# Off Topic > Tips and Tutorials >  >  Creating a list of unique values.

## littleIdiot

How is this different to doing the following?
Data > Filter > Advanced Filter > Unique records only

----------


## Donna

Alan formula worked good, but when I change the $A$13 to the $74 for the number in MY list, I get error. Don't know what I did wrong..

----------


## min5h

I have been looking for the simple fix to this excel problem for ages, wondering about it for years.

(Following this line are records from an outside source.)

PR #1383, opened 2015-04-02
Don't focus an already focused markdown cell

buob:


scottdraves:
thanks for the quick fix

Issue #1387, opened 2015-04-02
when you insert a cell it should get the focus with cursor


scottdraves:

buob:
Is this broken on all cells?  It's working for me on code cells but not markdown.

ildipo:
This now works on every cell (text, markdown, code, sections)

PR #1401, opened 2015-04-06
Revert "Adding Markdown cells now default in edit mode"

ildipo:
Reverts twosigma/beaker-notebook#1340

this introduces a 'jumping notebook' bug


buob:
This is not a clean reversion of that commit.  The line of code that actually caused the "jumping notebook" bug was already removed here: https://github.com/twosigma/beaker-notebook/commit/f3a190fb8d31baa487139e352bae5d1534295804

Up to now I have been going into MS access and running a count query on the table with all the extra entries. This suits me perfectly: 

Advanced Filter - unique?
littleIdiot wrote on December 31, 1969 18:00 EST  
How is this different to doing the following? 
Data > Filter > Advanced Filter > Unique records only 

Can't get the other formula's to work but thanks very much for the advanced filter tip.

----------


## ExcelTip

Problem:							
\"Column A contains a list of values. Each value may appear more than once.
How could we create a distinct list in which each value from List will appear only once?\"							

Solution:							
\"Using the INDEX, MATCH and COUNTIF functions, in the following array formula:
{=INDEX($A$2:$A$8,MATCH(0,COUNTIF($B2:B2,$A$2:$A$8),0))}
The first cell in the distinct list (column B) must remain empty.
The formula should be entered in the second cell and copied down.\"							

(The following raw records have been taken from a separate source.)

Issue #2412, opened 2015-09-20
escape key press


scottdraves:
The document URI somehow gets set to this string, like when I escape out of saving or publishing or something.

scottdraves:
<img width="254" alt="screen shot 2015-09-20 at 5 29 40 pm" src="https://cloud.githubusercontent.com/assets/963093/9983008/a672757c-5fbd-11e5-905c-dcf3a9e583c4.png">

scottdraves:
it gets in recently opened notebooks too:
<img width="196" alt="screen shot 2015-09-20 at 5 54 32 pm" src="https://cloud.githubusercontent.com/assets/963093/9983148/b714b400-5fc0-11e5-825e-78d3ecb641e6.png">

PR #2457, opened 2015-09-23
escape key press #2412

mnavasiolava:
When modal is dismissed make callback with empty result (like when Close btn clicked)


ildipo:
:+1:

scottdraves:
:+1:

Issue #2359, opened 2015-09-16
output breaks saving plot as png/svg


scottdraves:
https://pub.beakernotebook.com/#/publications/55f99dff-cdd6-427a-92ab-7395fd1a631b

PR #2461, opened 2015-09-23
fix output breaks saving plot as png/svg #2359

kpaharelau:
Support for the "Results" output type has been added


scottdraves:
menu entry appears but it gives

```
TypeError: $scope.outputDisplayModel.saveAsSvg is not a function
    at Object._saveAsItems.action (beakerApp.js:8170)
```

scottdraves:
:+1:

Issue #2446, opened 2015-09-22
old notebook flashes during load


scottdraves:
to reproduce:
1) run fresh beaker
2) open the main tutorial
3) click on JavaScript to open that tutorial
4) click on logo to return to start page
5) click on "tutorial" in the list

notice the page returns to the JS tutorial and display that until the main tutorial loads.
this is a regression.

scottdraves:
related? https://github.com/twosigma/beaker-notebook/issues/2406

maxyeg:
I've checked and it's not related to #2406.

PR #2464, opened 2015-09-23
#2446. old notebook flashes during load

maxyeg:
`initBeakerPrefs()` here makes `this.isEmpty()` falsy and cells are not cleared.
Move call to `initBeakerPrefs()` upwards and make it later.


scottdraves:
:+1:

Issue #2422, opened 2015-09-21
do these work for SQL?


scottdraves:
![screen shot 2015-09-21 at 12 48 51 pm](https://cloud.githubusercontent.com/assets/963093/9998452/2b6522ba-605f-11e5-8e21-8b4541f26aa0.png)

maksim-lauryk:
I checked and improved it. This should work.

PR #2466, opened 2015-09-23
#2422 'cancel' and 'kill all threads' for sql plugin

maksim-lauryk:
'cancel' and 'kill all threads' for sql plugin


scottdraves:
:+1:

Issue #2408, opened 2015-09-19
missing menu items


scottdraves:
there appears to be a race condition in how menu or init plugins are loaded because sometimes the ipynb item is missing:
<img width="496" alt="screen shot 2015-09-19 at 7 19 10 pm" src="https://cloud.githubusercontent.com/assets/963093/9978558/4c561ab2-5f04-11e5-84a3-c33554be447d.png">
vs
<img width="388" alt="screen shot 2015-09-19 at 7 20 46 pm" src="https://cloud.githubusercontent.com/assets/963093/9978559/51bb74ca-5f04-11e5-802b-2c2e596b5ae1.png">

PR #2473, opened 2015-09-24
missing menu items #2408

mnavasiolava:
The problem is in asynchronous calls. Sometimes file_ipython.js menu plugin is loaded before file.js menu plugin. In this case we create menu File -> Open -> Open.. IPython. Then when file.js menu is loaded we find existing File menu and start adding items to it. File.js menu also has Open submenu item and based on items priority we just replace existing Open submenu item (with Open.. IPython item) with the new one. That's why we have missing Open.. IPython menu item.
I suggest the following fix: if we have submenu with the same name and priority merge their items instead of replacing menus


ildipo:
:+1:  It looks like is a good solution (and simple) for the issue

List_________Distinct List						
Red_________							
Blue_________	Red						
Green_________	Blue						
Yellow_________	Green						
Green_________	Yellow						
Blue_________	#N/A						
Blue_________

----------


## macroll

man, i can't get this to work???

----------


## Alan

Hi macroll,





> man, i can't get this to work???



I haven't tried to decipher the tip above, but this should do what you want:

If you have a list in A1:A13 as follows:

Alan
Bob
Charlie
Alan
Alan
Alan
Charlie
Dave
Charlie
Bob
Edgar
Bob
Bob

In B1 enter either "Alan" or link to A1

In B2 enter this as an array formula:

{=OFFSET($A$1,MATCH(0,MMULT(--TRANSPOSE(TRANSPOSE($A$1:$A$13)=B$1:B1),ROW(INDIRECT("1:"&ROW()-1))/ROW(INDIRECT("1:"&ROW()-1))),0)-1,0,1,1)}

To enter the array formula, type it in without the curly brackets, and then enter using Shift-Ctrl-Enter and excel will put the braces on the formula.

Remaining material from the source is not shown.